Goal of converting millions of historial documents is a complicated task. Read why
LAS VEGAS – The CIO of the Vatican Library is developing a digital archiving strategy of Biblical proportions.
Speaking at EMC World this week, Luciano Ammenti described the Vatican Library, or the Biblioteca Apostolica Vaticana, as a 500-year old story captured in more than 2,000 manuscripts. His aim is to digitally preserve the entire collection, which also includes maps, with an initial target of 20 per cent scanned. The challenge, however, is getting a clearer picture of what exactly is in the collection.
In 2010, Vatican City created a commission to look at the possibility of digitizing the whole collection as way to conserve the manuscripts. Back then, the development of a policy for this process and finding the right hardware for the job was a high priority, Ammenti said.
Through a channel partner called Terra Group, Ammenti was introduced to EMC. The storage giant outfitted the Vatican Library with Isilon arrays, VNX arrays, VPlex, and SRA products.
The entire Vatican Library has 42 km of shelving and some of the documents are from the first century. It even has the first-ever printed document.
Ammenti described the digitizing the collection as a “day-in, day-out work in progress.
“I have to thank EMC for their patience with us. We changed our philosophy day after day. One day we need one petabyte of storage and the next it’s two petabytes,” Ammenti said.
The Vatican Library decided on a policy of digitizing any manuscript that provides a benefit for humanity. The documents must also be accessible for people to read them anytime, anyplace. Approximately 40 million pages have already gone through the digitization process using the Common Internet File System (CIFS) format, he said.
CIFS is one proposed standard protocol among many. An open format originally developed by Microsoft, CIFS can make requests for files from remote computers or mobile devices or the Internet. Ammenti pointed out that the market has yet to standardize on one file format, which made the decision to support CIFS a tough one.
The next step for the Vatican Library is to implement a ViPR solution, which was released by EMC approximately a year ago.
ViPR is EMC’s software-defined storage solution that automates the management, delivery and access of the storage. ViPR also provides an open, extensible architecture for data centre integration with services that can scale to the cloud.

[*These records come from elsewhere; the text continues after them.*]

PR #1197, opened 2021-05-07
DISPATCH-1595: Remove all python test on_modified event handlers

ChugR:
There is no on_modified event in proton python MessagingHandler.
Proton conflates Delivery.MODIFIED and Delivery.RELEASED state handling
and delivers both states in the on_released handler.

This patch makes the dispatch handler model precisely reflect the
proton handler model.

### DIFF
--- a/tests/system_test.py
+++ b/tests/system_test.py
@@ -1107,15 +1107,10 @@ class AsyncTestSender(MessagingHandler):
         event.delivery.settle()
 
     def on_released(self, event):
-        # for some reason Proton 'helpfully' calls on_released even though the
-        # delivery state is actually MODIFIED
         if event.delivery.remote_state == Delivery.MODIFIED:
-            return self.on_modified(event)
-        self.released += 1
-        event.delivery.settle()
-
-    def on_modified(self, event):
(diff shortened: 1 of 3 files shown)


ganeshmurthy (approved):

tests/system_test.py
```diff
@@ -1107,15 +1107,10 @@ def on_accepted(self, event):
         event.delivery.settle()
 
     def on_released(self, event):
-        # for some reason Proton 'helpfully' calls on_released even though the
-        # delivery state is actually MODIFIED
         if event.delivery.remote_state == Delivery.MODIFIED:
-            return self.on_modified(event)
```
jiridanek, line 1113: This makes the handlers work the way they "should've been" done in Proton, imo. I thought that it was a reasonable improved thing to do. But ok, the Proton orthodoxy prevails.

ChugR: You know what, I agree with you. Leave it as is.

ChugR:
The handling in system_test makes a nice on_modified callback for dispatch self tests. Leave it as-is.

About two years ago Ammenti’s team struggled with its data centre because the digitization project was on a network attached storage system. By using ViPR it will provide the Vatican with analytics for each document.
Ammenti said that it’s important for searching specific aspects of the document such as the calligraphy, or a picture that is inside the manuscript. “Each manuscript has several objects to digitize that cannot be touched,” he said.
A side project for the Coordinatore dei Sistemi Informatici is to implement data system recovery, not just for the Vatican Library but for the whole state itself. That can get complicated, Ammenti admits.
“It’s easy in the U.S.A., but it’s complicated in Italy. The U.S.A. has an infrastructure and the cloud. All my data is at hand. We have files the size of 45 petabytes and when we try to get that to the cloud, it crashes. We have an internal cloud, but right now this is not possible. It’s a dream. One day it will be possible,” Ammenti said.